> [Exercise description]: Using the string "unschedulable" as the key, pull each matching line out of the records below.
************
PR #41, opened 2020-09-09
Fix exclude nodes feature

clamoriniere:
* Update documentation: how to exclude temporary nodes
* Fix the `selectNodes()` function that was using the Pod labelSelector
  to filter Nodes.
* Add some logic in the function that inject the NodeName field affinity
  to merge the NodeAffinity instead of replacing it.

## Test plan:
* deploy the `examples/foo-eds_exclude-node.yaml` EDS in a test cluster.
* wait to have all the daemonset pod created
* add the label on a node. for example: `kubectl label node kind-worker extendeddaemonset.datadoghq.com/exclude=foo --overwrite`
* the daemonset pod on the labeled node should be deleted
* remove the label`kubectl label node kind-worker extendeddaemonset.datadoghq.com/exclude- --overwrite`, the daemonset pod should be reschedule on the node.

### DIFF
--- a/pkg/controller/utils/affinity/affinity.go
+++ b/pkg/controller/utils/affinity/affinity.go
@@ -54,7 +54,7 @@ func ReplaceNodeNameNodeAffinity(affinity *v1.Affinity, nodename string) *v1.Aff
 		return affinity
 	}
 
-	// Replace node selector with the new one.
+	// Build new NodeSelectorTerm list to add the Node name field selector
 	newSelectorTerms := []v1.NodeSelectorTerm{}
 	for _, term := range nodeAffinity.RequiredDuringSchedulingIgnoredDuringExecution.NodeSelectorTerms {
 		newTerm := term.DeepCopy()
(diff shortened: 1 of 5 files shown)


pkg/controller/utils/affinity/affinity.go
```diff
@@ -55,11 +55,27 @@ func ReplaceNodeNameNodeAffinity(affinity *v1.Affinity, nodename string) *v1.Aff
...
-			MatchFields: []v1.NodeSelectorRequirement{nodeSelReq},
-		},
+	newSelectorTerms := []v1.NodeSelectorTerm{}
+	for _, term := range nodeAffinity.RequiredDuringSchedulingIgnoredDuringExecution.NodeSelectorTerms {
+		newTerm := term.DeepCopy()
+
+		if len(newTerm.MatchFields) == 0 {
+			newTerm.MatchFields = []v1.NodeSelectorRequirement{nodeSelReq}
+		} else {
+			keyNodeNameFounded := false
```
ahmed-mez, line 65: nit
```suggestion
			keyNodeNameFound := false
```

pkg/controller/utils/affinity/affinity.go
```diff
@@ -55,11 +55,27 @@ func ReplaceNodeNameNodeAffinity(affinity *v1.Affinity, nodename string) *v1.Aff
 	}
 
 	// Replace node selector with the new one.
```
ahmed-mez, line 57: we should update this comment

ahmed-mez (approved):

PR #43, opened 2020-10-01
Allow the EDS to deploy pods on unschedulable nodes

L3n41c:
### What does this PR do?

Allow the `ExtendedDaemonSet` controller to deploy pods on unschedulable nodes.

### Motivation

Have the same behaviour as with the regular Kubernetes `DaemonSet`.
https://kubernetes.io/docs/concepts/workloads/controllers/daemonset/#taints-and-tolerations

### Additional Notes

### Describe your test plan

Cordon a node and check that the EDS controller still deploy a pod on it.


vboulineau:
We should be able to test this in E2E tests by building Nodes with custom taints.

vboulineau (approved):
************
> [Response to the task]:
Allow the EDS to deploy pods on unschedulable nodes
Allow the `ExtendedDaemonSet` controller to deploy pods on unschedulable nodes.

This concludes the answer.